Sie schreiben: „Speckers Unterstützung der SPD-Wahlparty...lief damals an den eigentlich zuständigen Parteigremien vorbei: Andreas Matthae,....damals kommissarischer Schatzmeister, war Speckers Zuwendung unbekannt, wie er dem Tagesspiegel sagt.“ Das ist falsch: Die Wahlkampfleitung hat von dem Sponsoring gewußt und es gebilligt. Herr Matthae läßt mich wissen, daß er nicht behauptet hat, daß ihm die Zuwendung unbekannt gewesen sei, sondern dass er sich anläßlich der Tagesspiegelanfrage an entsprechendes Wissen spontan nicht mehr erinnert hat und dies dem Tagesspiegel auch so gesagt hat.

Sie schreiben: „Michael Donnermeyer hat nach eigener Aussage erst nach der Anfrage des Tagesspiegel herausgefunden, dass Tempodrom-Vorkämpfer Specker damals die SPD-Feier gesponsort hatte.“ Auch das ist falsch. Donnermeyer hatte zunächst erklärt, den Vorgang überprüfen zu wollen, hat Ihnen aber vor Ihrer Veröffentlichung noch mitgeteilt, daß er in den Unterlagen gefunden hat, daß der Vorgang ihm damals als Wahlkampfleiter bekannt gemacht war.

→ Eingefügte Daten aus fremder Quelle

PR #5125, opened 2026-04-16
Skip JSON serialization for String data in SSE event stream

lww97:
When SSE response data is already a String, avoid redundant JSON serialization that would wrap it in extra quotes.


lww97:
应用层返回的String时，框架会包裹多出余引号

PR #222, opened 2023-04-27
Verify CPU AVX compatibility

darth-pika-hu:
Integrate a function to verify CPU AVX compatibility, preventing users from attempting to use the software with an incompatible CPU. This is crucial as MongoDB 5.0 and later versions necessitate a CPU with AVX instruction set support.

### DIFF
--- a/setup.sh
+++ b/setup.sh
@@ -1,4 +1,16 @@
 #!/bin/bash
+
+check_cpu_avx_support() {
+  if grep -q -E "avx" /proc/cpuinfo; then
+    echo "AVX support found."
+  else
+    echo "Error: Your CPU does not support the AVX instruction set, which is required by Mongo 5+."
+    exit 1
+  fi
+}
+
+# Check if the CPU supports AVX
+check_cpu_avx_support
 cd "$(dirname "$0")" || exit
 
 # Create the required directories on the host machine if they don't exist


dartpain:
Another good commit, but witl this work on mac?

darth-pika-hu:
Please help me to try.
——
Bryan Hu
***@***.***

dartpain:
Hmm try changing check_cpu_avx_support to this
```
check_cpu_avx_support() {
    if [[ $(uname -s) == "Darwin" ]]; then
        sysctl -a | grep -E 'hw.optional.avx1_0: 1' > /dev/null
    else
        grep -q -E "avx" /proc/cpuinfo > /dev/null
    fi

    if [ $? -eq 0 ]; then
        echo "AVX support found."
    else
        echo "Error: Your CPU does not support the AVX instruction set, which is required by Mongo 5+."
        exit 1
    fi
}
```

Thank you!

darth-pika-hu:
How about this one:

> 
> #!/bin/sh
> 
> check_cpu_avx_support() {
>   case "$(uname -s)" in
>     Linux)
>       if grep -q -e avx /proc/cpuinfo; then
>         return 0
>       else
>         return 1
>       fi
>       ;;
>     Darwin) # macOS
>       if sysctl -a | grep -q -e machdep.cpu.features.*AVX; then
>         return 0
>       else
>         return 1
>       fi
>       ;;
>     *)
>       echo "Unsupported OS"
>       return 1
>       ;;
>   esac
> }
> 
> if check_cpu_avx_support; then
>   echo "AVX support found."
> else
>   echo “Error: Your CPU does not support the AVX instruction set, which is required by Mongo 5+."
>   exit 1
> fi

——
Bryan Hu
***@***.***

PR #228, opened 2023-05-07
Update app.py

riccardofresi:
handle history on openai_chat


dartpain:
Thank you so much for this PR but i have to reject it as i implemented history but differently.
I named you as a coauthor for it🫡

PR #250, opened 2023-05-26
Update .env-template

tardigrde:
Rename env var name to OPENAI_API_KEY.
This was needed for me to run the docker-compose (prod) setup.

Few questions:
- what about API_KEY? is it used anywhere else than inside the docker containers?
- what about EMBEDDINGS_KEY? is it needed? also see that it is used in containes (only?)

### DIFF
--- a/.env-template
+++ b/.env-template
@@ -1,2 +1,2 @@
-API_KEY=<LLM api key (for example, open ai key)>
+OPENAI_API_KEY=<LLM api key (for example, open ai key)>
 EMBEDDINGS_KEY=<LLM embeddings api key (for example, open ai key)>


tardigrde:
Well I realized, that in the https://github.com/arc53/DocsGPT#quickstart it says:
`Create .env file in your root directory and set your OPENAI_API_KEY with your openai api key`

For me this was confusing as I expected that i'd just have to rename .env-template to .env, set my key and I'm good to go. I did not realize that in the quickstart a new .env has to be setup, for which we do not have a template. Is that right?

I set the PR as draft, I guess there is no need to merge it now. What would be nice, is a more consoldiated way of treating env vars. I can help you with that, if you have an idea how you would like to have it.

dartpain (approved):
Sorry for taking so long, thank you so much must have missed that

PR #265, opened 2023-06-15
Improve dev setup docs

tardigrde:
I wanted to play around with the code, but it was a bit struggle for me, so I'd like to contribute my findings.

As wrote in discord, I had a problem on a debian fresh install with `pip install -r application/requirements.txt`, I get error:
```
subprocess.CalledProcessError: Command '['./build_bundled.sh', '0.1.97']' returned non-zero exit status 127.
      [end of output]
  
  note: This error originates from a subprocess, and is likely not a problem with pip.
  ERROR: Failed building wheel for sentencepiece
  Running setup.py clean for sentencepiece
```
When I remove the sentencepiece specific version (==0.1.97), pip figures it out and can install all packages without an issue. Is there a reason you have hardcoded version numbers? I did not change this tho. But I'm interested why do I have this [problem](https://sebhastian.com/python-error-legacy-install-failure/#:~:text=The%20error%3A%20legacy%2Dinstall%2D,moved%20to%20a%20different%20name.)

tiktoken and celery were also missing for running `wsgi.py`. I added them to requirements, but without a hardcoded version. Should I add some static versions?

npx was needed for the husky hook. and I figured out Node v14 is not enough for that.

### DIFF
--- a/README.md
+++ b/README.md
@@ -110,7 +110,7 @@ pip install -r requirements.txt
 6. Start worker with `celery -A app.celery worker -l INFO`
 
 ### Start frontend 
-Make sure you have Node version 14+
+Make sure you have Node version 16+
 
 1. Navigate to `/frontend` folder
 2. Install dependencies
--- a/README.md
+++ b/README.md
@@ -73,30 +73,50 @@ To stop just run Ctrl + C
 
 ## Development environments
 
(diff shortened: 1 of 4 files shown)


dartpain:
Fixed container build.

Thank you so much!

in terms of sentencepiece i also pushed a change

dartpain (approved):

tardigrde:
Thanks Alex!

Sie schreiben unter Zitierung eines anonymen „SPD-Mannes“, ich hätte schon einige Wochen vor der Wahl – und auch vor der Tempodrom-Entscheidung – ..nur im kleinen Kreis Specker stolz als denjenigen vorgestellt, der der Partei die VIP-Party bezahle. Das ist falsch. Ich habe vor der Tempodrom-Entscheidung niemand gegenüber Herrn Specker als Sponsor vorgestellt. Da stand nicht einmal fest, daß es die Party geben würde.

Berlin, den 9.2.2004

RA Eisenberg für

Stadtentwicklungssenator Peter Strieder

Anmerkung der Redaktion:

Wir sind nach dem Berliner Pressegesetz zum Abdruck von Gegendarstellungen unabhängig von deren Wahrheitsgehalt verpflichtet.